■ WORK TO COMPLETE
Word for word, repeat each line of the listing below.
----
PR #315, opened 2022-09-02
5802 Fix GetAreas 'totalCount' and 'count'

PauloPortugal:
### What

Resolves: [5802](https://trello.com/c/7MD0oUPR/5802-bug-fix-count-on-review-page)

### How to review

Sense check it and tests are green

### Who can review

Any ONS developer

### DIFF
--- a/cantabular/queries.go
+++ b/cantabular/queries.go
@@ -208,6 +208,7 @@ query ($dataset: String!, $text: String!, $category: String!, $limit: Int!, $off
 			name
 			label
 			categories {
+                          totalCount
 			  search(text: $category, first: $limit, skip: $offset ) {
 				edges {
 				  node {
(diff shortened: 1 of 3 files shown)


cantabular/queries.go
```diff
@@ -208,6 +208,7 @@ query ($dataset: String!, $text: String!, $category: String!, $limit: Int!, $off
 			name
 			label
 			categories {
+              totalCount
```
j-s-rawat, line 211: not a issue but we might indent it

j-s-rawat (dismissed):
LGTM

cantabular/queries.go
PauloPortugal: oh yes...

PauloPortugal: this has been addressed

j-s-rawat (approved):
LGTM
----
■ OUTPUT OF THE TASK
PR #315, opened 2022-09-02
5802 Fix GetAreas 'totalCount' and 'count'

PauloPortugal:
### What

Resolves: [5802](https://trello.com/c/7MD0oUPR/5802-bug-fix-count-on-review-page)

### How to review

Sense check it and tests are green

### Who can review

Any ONS developer

### DIFF
--- a/cantabular/queries.go
+++ b/cantabular/queries.go
@@ -208,6 +208,7 @@ query ($dataset: String!, $text: String!, $category: String!, $limit: Int!, $off
 			name
 			label
 			categories {
+                          totalCount
 			  search(text: $category, first: $limit, skip: $offset ) {
 				edges {
 				  node {
(diff shortened: 1 of 3 files shown)


cantabular/queries.go
```diff
@@ -208,6 +208,7 @@ query ($dataset: String!, $text: String!, $category: String!, $limit: Int!, $off
 			name
 			label
 			categories {
+              totalCount
```
j-s-rawat, line 211: not a issue but we might indent it

j-s-rawat (dismissed):
LGTM

cantabular/queries.go
PauloPortugal: oh yes...

PauloPortugal: this has been addressed

j-s-rawat (approved):
LGTM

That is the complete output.